━━━━━ MATERIAL SUPPLIED ━━━━━

PR #771, opened 2022-12-27
Add `test_runner`

tsoutsman:
The test runner is pretty simple. It runs all the applications that begin with `test_`. An alternative discovery method would be for it to parse `theseus_features/Cargo.toml` at compile time to generate a string of test paths.

The problem is the tests aren't standardised, so we can't just run them all:
- [ ] `test_backtrace`: fails to load unless backtrace is included
- [ ] `test_libc`: fails to load unless libc is included
- [ ] `test_wasmtime`: fails to load unless wasmtime is included
- [ ] `test_serial_echo`: never returns
- [ ] `test_channel`: requires a test to be selected using command line flags
- [ ] `test_ixgbe`: fails unless an IXGBE NIC is attached
- [ ] `test_mlx5`: fails unless an MLX5 NIC is attached
- [ ] `test_panic`: panics which `test_runner` interprets as a fail
- [ ] `test_realtime`: fails if the `realtime_scheduler` cfg isn't enabled

For `test_backtrace`, `test_libc`, `test_wasmtime`, and `test_realtime`, I think it only makes sense to compile and include them in the ISO if their respective features are enabled.

I don't think the hardware tests should fail if the appropriate device isn't attached.


kevinaboos:
I think this PR may jump the gun a bit. When I hear "test runner", I thought of something more like a testing harness that integrates a mechanism for attaching some form of QEMU I/O to the `cargo test`/`#[test]` attribute functionality. Once we have that, then it'd be much easier to standardize the tests, at which point this changset won't be needed.

PR #773, opened 2022-12-27
Specify recursive copy when copying dependencies

tsoutsman:
The build sometimes fails with:
```
cp: -r not specified; omitting directory './target/release/deps/rmetaMwvJeM'
make: *** [Makefile:208: build] Error 1
```

This PR fixes that. I don't think the change has any impact on the operating system.


kevinaboos:
yea, i've encountered this error occasionally, i think it comes from a partial or interrupted build. We shouldn't need to actually include any directories in `target/release/deps` but it also doesn't hurt.

kevinaboos (approved):

PR #774, opened 2022-12-27
Factor waker out of `dreadnought` and add `task_join`

tsoutsman:
The waker model can be used to implement blocking calls (e.g. `join`), and so it shouldn't be defined in `dreadnought`.

I hit a circular dependency problem similar to #766. `task_join::join`, relies on `waker`, which in turn relies on `scheduler` and `mutex_sleep`, both of which depend on `task`.


kernel/waker/src/lib.rs
```diff
@@ -0,0 +1,80 @@
...
+        }
+    }
+}
+
+/// A waker that unblocks the given task when awoken.
+#[derive(Debug)]
+struct Waker {
+    /// Whether the waker has been activated.
+    ///
+    /// This field ensures `execute` detects if the waker was activated prior to
```
NathanRoyer: What is this `execute` mentioned in this comment?

tsoutsman: Nice catch. Meant to say `Blocker::block`.

kernel/waker/src/lib.rs
```diff
@@ -0,0 +1,81 @@
...
+            activated: activated.clone(),
+            task: get_my_current_task().expect("failed to get current task"),
+        })),
+        Blocker { inner: activated },
+    )
+}
+
+/// A blocker that blocks the current task until the associated waker is woken.
+pub struct Blocker {
+    inner: Arc<Mutex<bool>>,
```
kevinaboos: should probably add a comment here explaining why we use a `Mutex<bool>` instead of an `AtomicBool`

kevinaboos (commented):
I like this, but it is a bit messy and likely confusing to newcomers why there needs to be a separate `task_join` crate.

Ideally, the action of blocking the current task while it is waiting to `join` another task would take place within `JoinableTaskRef::join()` itself. That would make the action of setting the current task's `waker` internal to the call to `join()`, which makes sense IMO from an API perspective. Is there any other use case where you would want to `set_waker` for a task but _not_ also call `join`?


I wonder how monolithic the `task` crate would have to become if we wanted to achieve this; there is likely some tension between that goal and our other goal of keeping crates small and plentiful.

kevinaboos:
Once #879 is merged in, we can use that here for simplicity.

kevinaboos (approved):

PR #675, opened 2024-08-11
Attempt to fix vinxi build on netflify part 2

maciek50322:
Continuation of #662
The fix worked, but some next package (i18n) failed due to "out of memory".
Locally the package i18n threw and stopped server when loaded playground, but with different error, that's fixed here.
It might still fix the build if the error that netlify reported was wrong.

Also checked rest of the following packages and fixed it if they stopped dev server.

Not sure if vinxi need to preload all of the playgrounds to start server and throw if single page doesn't work.
Also if the issue is actually "out of memory", disabling preloading might fix it (if that's possible, eg. on dev server it doesn't preload every playground).


thetarnav:
lockfile is outdated?

maciek50322:
> lockfile is outdated?

Yes, removed `solid-app-router`, 
added new lockfile, should be fine now

Issue #673, opened 2024-08-09
`makePersisted` with cookieStorage does not deserialize umlauts on the server correctly 


madaxen86:
### Describe the bug

When persisting a data with umlauts (probably also other special characters) like "öäü" makePersisted does not deserialize those chars correctly but returns instead: "Ã¶Ã¤Ã¼ÃÃÃ"
Happens only during SSR. On client side navigation the values are returned correctly.

``

See GitHub repo for reproduction.
1. ON the index page click on "set umlauts" to set the text.
2. reload the page to trigger SSR deserialization.

### Minimal Reproduction Link

https://github.com/madaxen86/make-persisted-umlauts

atk:
Thank you for the reproduction repo. I'm just back from my vacation, will investigate and fix it this evening (I'm pretty sure we're just missing the encoding in the server part of cookieStorage.

atk:
Interestingly, the cookie is internally utf-8, but the header that the browser sends seems to already have the wrongful encoding.

atk:
Interestingly, this is actual browser behavior. A few RFCs tried to rectify the situation, but still aren't supported by most major browsers. I guess I have to encode the cookie both ways. Give me a bit more time, please.

madaxen86:
No problem, it's not urgent.
As a workaround I am setting/updating the cookie myself and JSON.stringify the value. 
Works perfectly.
But still would be great if it worked out of the box.
I also tried to use the serialize/deserialize props and add do the same JSON.stringify and .parse but without any success.

atk:
Sorry for the delay, my attempts to make \u... escapes failed and the solution became too complex, so I had to pivot to use encodeURIComponent - but then, cookies are a limited resource and I only wanted to escape those characters not supported; long story short, I'm just opening a new PR that fixes the issue.

madaxen86:
No problem.
I figured it would not be easy.
I'll test it when merged and published 🙏

PR #676, opened 2024-08-19
storage: escape utf-8 cookies correctly

atk:
fixes https://github.com/solidjs-community/solid-primitives/issues/673

### DIFF
--- a/packages/storage/src/cookies.ts
+++ b/packages/storage/src/cookies.ts
@@ -1,9 +1,6 @@
 import { getRequestEvent, isServer, type RequestEvent } from "solid-js/web";
-import {
-  SyncStorageWithOptions,
-  addClearMethod,
-  addWithOptionsMethod,
-} from "./index.js";
+import { SyncStorageWithOptions } from "./index.js";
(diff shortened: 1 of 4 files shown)


packages/storage/src/cookies.ts
```diff
@@ -1,6 +1,9 @@
 import { getRequestEvent, isServer, type RequestEvent } from "solid-js/web";
-import { SyncStorageWithOptions } from "./persisted.js";
-import { addClearMethod, addWithOptionsMethod } from "./tools.js";
+import {
+  SyncStorageWithOptions,
+  addClearMethod,
+  addWithOptionsMethod,
+} from "@solid-primitives/storage";
```
thetarnav, line 6: probably should import from a relative path

thetarnav (approved):
Could you add some information to the docs about the approach taken here? I imagine that someone might seek this information weather the package supports encoding utf8 by default and how it is done.
Also if there are any gotchas to this approach they could be listed as well.
Feel free to merge this pr though, docs can be improved afterwards.

thetarnav:
ah the tests are still failing, didn't even notice that, probably some issue with imports again

PR #677, opened 2024-08-28
storage: expose init

atk:


thetarnav (commented):
You could probably alias the return type as `PersistedReturn` if it's being used many times and has grown more complex

hmm it looks like you already do as `EnhancedSignalOrStore`, but the type is different and not actually used anywhere besides the jsdoc

the rest is fine

atk:
I weighted the succinctness of types against the number of indirections that merely added to the confusion and decided for the output type to be `PersistedState<SignalType<S>>` .

PR #593, opened 2024-03-27
Fix and improve ReactiveSet, ReactiveMap and Trigger

Exelord:

PR #688, opened 2024-09-08
Fixes for ReactiveSet

Exelord:
Hi @thetarnav and @atk  :) 

Decided to split [this draft PR](https://github.com/solidjs-community/solid-primitives/pull/593) into 2 chunks Set and Map fixes. Starting with Set here. Best to review commit by commit. Let me know where more reasoning is required, I will add comments.

Thanks!


packages/set/src/index.ts
```diff
@@ -18,74 +18,81 @@ const $KEYS = Symbol("track-keys");
...
+    return super.has(value);
   }
 
-  *keys(): IterableIterator<T> {
-    for (const key of super.keys()) {
-      this.#triggers.track(key);
-      yield key;
-    }
-    this.#triggers.track($KEYS);
+  keys(): IterableIterator<T> {
```
Exelord, line 40: Keys are now a proxy on values (not the opposite) as per Set specification.

packages/set/src/index.ts
```diff
@@ -18,74 +18,81 @@ const $KEYS = Symbol("track-keys");
...
+    return this.values();
   }
-  values(): IterableIterator<T> {
-    return this.keys();
+
+  *values(): IterableIterator<T> {
```
Exelord, line 44: Iterators no longer track specific keys. That optimization was working under the assumption that a BREAK will always happen in specific iteration, which might not be always a case as it can depend on external logic. All iterators should always be rerun if any op to the Set will happen.

packages/set/src/index.ts
```diff
@@ -18,74 +18,81 @@ const $KEYS = Symbol("track-keys");
...
+    this.#triggers.track($KEYS);
+
+    for (const value of super.values()) {
+      yield value;
+    }
   }
+
   *entries(): IterableIterator<[T, T]> {
```
Exelord, line 52: Iterators no longer track specific keys. That optimization was working under the assumption that a BREAK will always happen in specific iteration, which might not be always a case as it can depend on external logic. All iterators should always be rerun if any op to the Set will happen.

packages/set/src/index.ts
```diff
@@ -18,74 +18,81 @@ const $KEYS = Symbol("track-keys");
...
-    for (const key of super.keys()) {
-      this.#triggers.track(key);
```
Exelord, line 48: Iterators no longer track specific keys. That optimization was working under the assumption that a BREAK will always happen in specific iteration, which might not be always a case as it can depend on external logic. All iterators should always be rerun if any op to the Set will happen.

packages/set/src/index.ts
Exelord, line 44: Iterators no longer track specific keys. That optimization was working under the assumption that a BREAK will always happen in specific iteration, which might not be always a case as it can depend on external logic. All iterators should always be rerun if any op to the Set will happen.

packages/set/src/index.ts
```diff
@@ -18,74 +18,81 @@ const $KEYS = Symbol("track-keys");
...
 
-  [Symbol.iterator](): IterableIterator<T> {
-    return this.values();
+    for (const entry of super.entries()) {
+      yield entry;
+    }
   }
-  forEach(callbackfn: (value: T, value2: T, set: this) => void) {
+
+  forEach(callbackfn: (value1: T, value2: T, set: Set<T>) => void, thisArg?: any): void {
```
Exelord, line 60: Same as iterators forEach does not track keys, even if in theory a BREAK could happen as a consequence of error. We simply cannot assume it will happen consistently.

packages/set/src/index.ts
```diff
@@ -18,74 +18,81 @@ const $KEYS = Symbol("track-keys");
...
     this.#triggers.track($KEYS);
-    super.forEach(callbackfn as any);
+    super.forEach(callbackfn, thisArg);
```
Exelord, line 62: Added support for `thisArg` as per forEach spec

packages/set/src/index.ts
```diff
@@ -18,74 +18,81 @@ const $KEYS = Symbol("track-keys");
...
       });
     }
-    return r;
+
+    return result;
   }
+
   clear(): void {
     if (super.size) {
+      super.clear();
```
Exelord, line 92: Clear should always happen before dirtying. This could lead to inconsistent state.

packages/set/src/index.ts
```diff
@@ -18,74 +18,81 @@ const $KEYS = Symbol("track-keys");
...
+
       batch(() => {
-        for (const v of super.keys()) this.#triggers.dirty(v);
-        super.clear();
-        this.#triggers.dirty($KEYS);
+        this.#triggers.dirtyAll();
```
Exelord, line 95: Using dirtyAll is a huge optimization as it we no longer iterate over `super.keys()`. The keys could contain 10000 elements but not all of might be tracked. Now the dirtyAll iterates only over actually tracked keys.

packages/trigger/src/index.ts
```diff
@@ -90,10 +96,12 @@ export class TriggerCache<T> {
  * dirty(1)
  * // this won't cause an update:
  * dirty(2)
+ * // this will cause an update to all keys:
+ * dirtyAll()
  */
 export function createTriggerCache<T>(
```
Exelord, line 102: Suggestion: We should deprecate this function, it creates needless deoptimization creating a new array and rebinding methods. We should recommend using the class directly.

packages/set/src/index.ts
```diff
@@ -18,74 +18,81 @@ const $KEYS = Symbol("track-keys");
 export class ReactiveSet<T> extends Set<T> {
   #triggers = new TriggerCache<T | typeof $KEYS>();
 
-  constructor(values?: Iterable<T> | null) {
+  constructor(values?: readonly T[] | null) {
```
atk, line 21: The specification of Set accepts an Iterable<T>. Why change this to a const array?

packages/set/src/index.ts
```diff
@@ -18,74 +18,81 @@ const $KEYS = Symbol("track-keys");
...
     super();
```
atk, line 22: Why not simply use `super(values)`?

atk (changes requested):

packages/set/src/index.ts
Exelord: Great catch! I was probably referring to ES6 types that do not support Iterables. Will fix it :)

packages/trigger/src/index.ts
thetarnav: I'm fine with that. It's a primitive for advanced use anyway. But in another PR.

packages/set/src/index.ts
Exelord: Not sure I remember the reason, but I think it has sth to do with super(values) overriding all declared properties. All tests are failing if so.

thetarnav: I think that values are not added to the triggermap this way. But maybe there is something else too. I just remember it wasn't working without the loop add.

atk (approved):

packages/trigger/src/index.ts
```diff
@@ -77,11 +82,12 @@ export class TriggerCache<T> {
  * Trigger signals added to the cache only when tracked under a computation,
  * and get deleted from the cache when they are no longer tracked.
  *
- * @returns a tuple of `[track, dirty]` functions
+ * @returns an array of `[track, dirty, dirtyAll]` functions
```
thetarnav, line 85: 3 elements still make a tuple :)
```suggestion
 * @returns a tuple of `[track, dirty, dirtyAll]` functions
```

packages/set/test/index.test.ts
```diff
@@ -100,33 +100,39 @@ describe("ReactiveSet", () => {
       const dispose = createRoot(dispose => {
         createEffect(() => {
           const run: number[] = [];
-          let i = 0;
           for (const key of fn(set)) {
             run.push(key);
-            if (i === 2) break; // don't iterate over all keys
-            i += 1;
           }
           captured.push(run);
```
thetarnav, line 106: Can you make another test instead of modifying the previous one? One focusing just on what changed. This one is too big already.

packages/set/src/index.ts
thetarnav: Can you mention that in the docs?

thetarnav (commented):
Good changes.

packages/set/src/index.ts
Exelord: Sure, Could you point me a place where I should do that?

Exelord: Not sure I understand what is expected here to document to be honest. There is no break optimization anymore, and the previous was a bug. Should't that be mentioned rather in changelog?

thetarnav (approved):

PR #690, opened 2024-09-12
audio: Set COMPLETE state in ended

### LINKED ISSUE #628: AudioState.COMPLETE is never used in primitive code
### Describe the bug

Hi ! I wrote this code earlier and found out it was never triggering :

```typescript
const [audio, controls] = createAudio(track, () => state.playing, () => state.volume);

createEffect(() => {
  console.log(audio.state); // just for debug :')

  if (audio.state === AudioState.COMPLETE) { // this is never triggered !!
    const trackID = findSuitableTrack();
    console.info(`Playing track ${trackID} next.`);

    setState(prev => ({
      history: [...prev.history, prev.currentTrackID],
      currentTrackID: trackID
    }));
  }
});
```

When I looked through the enum, I thought that `AudioState.COMPLETE` would be perfect for my situation.
Even though, it doesn't work, so I went through the primitive code to see what is happening under the hood.

In the whole file (<https://github.com/solidjs-community/solid-primitives/blob/main/packages/audio/src/index.ts>), `AudioState.COMPLETE` is **NEVER** used, it's just defined in the enum.

In the minimal reproduction link, you can see the state ends up to "paused" instead of "complete".

image

My question is: will there be any implementation concerning that in a near future ?
Thanks you ! 

### Minimal Reproduction Link

https://stackblitz.com/edit/github-p2hm8v?file=src%2FApp.tsx

thetarnav:
fixes #628 

Also improved ssr support by setting the initial duration and volume to zero to match the server state.

In the demo I needed to remove the solid-heroicons package because it was causing hydration errors.
Not sure why exactly, but even though it exports preserved jsx, solid-start was still resolving to `dist/server/index.module.js` on the server, instead of the jsx one.

Added a basic test, but @davedbase would have to double check that I haven't done anything wrong. I don't know much about the audio api. But the primitive looks a bit weird.


atk (approved):

davedbase (approved):
Looks good. I like the improvements and eliminating the dependency on solid-heroicons!

PR #697, opened 2024-09-26
pointer: Replace old primitives with `createPointers`

thetarnav:
It's probably a good time to remove that crap that was the pointer package and replace it with a simple, but actually useful primitive.
The old api was just an experimentation that ended up too complicated and not at at useful. The package is not used much either judging by the downloads.
The new `createPointers` primitive is simple, but it something I would use, it just gives you a list of pointer events of pointers that are currently on the screen. All the other magic like position_to_element, is_inside and is_down can be derived from this list, and I'll be adding examples how to do that to the readme later.


packages/pointer/dev/index.tsx
```diff
@@ -1,4 +1,4 @@
-import { createPointerListeners, pointerHover, createPointerList } from "../src/index.js";
+import { createPointerListeners, pointerHover, createPointerList } from "../src/index-ols.js";
```
atk, line 1: This file does not exist.

packages/pointer/src/index.ts
```diff
@@ -1,386 +1,48 @@
...
-  const addEventListener = (type: Many<keyof HTMLElementEventMap>, fn: Handler) =>
-    createEventListener(target, type, guardCB(fn) as any, { passive });
+import { createEventListener } from "@solid-primitives/event-listener";
 
-  entries(nativeHandlers).forEach(
-    ([name, fn]) => fn && addEventListener(`pointer${name}` as keyof HTMLElementEventMap, fn),
-  );
-  if (onGotCapture) addEventListener("gotpointercapture", onGotCapture);
-  if (onLostCapture) addEventListener("lostpointercapture", onLostCapture);
+function upsert_pointer(pointers: PointerEvent[], e: PointerEvent): PointerEvent[] {
```
atk, line 5: What does "upsert" mean?

packages/pointer/test/index.test.ts
```diff
@@ -1,90 +1,117 @@
...
+  const up_event_mouse = new PointerEvent("pointerup", { pointerId: 1, pointerType: "mouse" });
+  const leave_event_mouse = new PointerEvent("pointerleave", { pointerId: 1, pointerType: "mouse" });
+  const cancel_event_mouse = new PointerEvent("pointercancel", { pointerId: 1, pointerType: "mouse" });
+
+  const move_event_touch = new PointerEvent("pointermove", { pointerId: 2, pointerType: "touch" });
+  const down_event_touch = new PointerEvent("pointerdown", { pointerId: 2, pointerType: "touch" });
+  const up_event_touch = new PointerEvent("pointerup", { pointerId: 2, pointerType: "touch" });
+  const cancel_event_touch = new PointerEvent("pointercancel", { pointerId: 2, pointerType: "touch" });
+
+  const ref = document.createElement("div");
```
atk, line 26: Using the same ref for all tests seem a bit brittle.

packages/pointer/dev/index.tsx
thetarnav: haven’t touched demo yet
well I did
but by mistake
it’s wip :)

packages/pointer/src/index.ts
atk: Maybe just use "set"?

davedbase:
Do we still want to consider this @thetarnav ? Might be good to perform a refactor for Solid2 release. I like where this is going though. Can we close this PR and push to the `next` branch instead?

thetarnav:
Yeah why not.
The current pointers package stuffed with overly complex and not-that-useful primitives, so slimming it a bit to start fresh might be a good idea for 2.0

davedbase:
> Yeah why not. The current pointers package stuffed with overly complex and not-that-useful primitives, so slimming it a bit to start fresh might be a good idea for 2.0

Is it something you want to pursue and have time for?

━━━━━

WHAT IS EXPECTED
Each line above that contains "deps" must be copied out.

RESPONSE FOR THIS EXERCISE
cp: -r not specified; omitting directory './target/release/deps/rmetaMwvJeM'
yea, i've encountered this error occasionally, i think it comes from a partial or interrupted build. We shouldn't need to actually include any directories in `target/release/deps` but it also doesn't hurt.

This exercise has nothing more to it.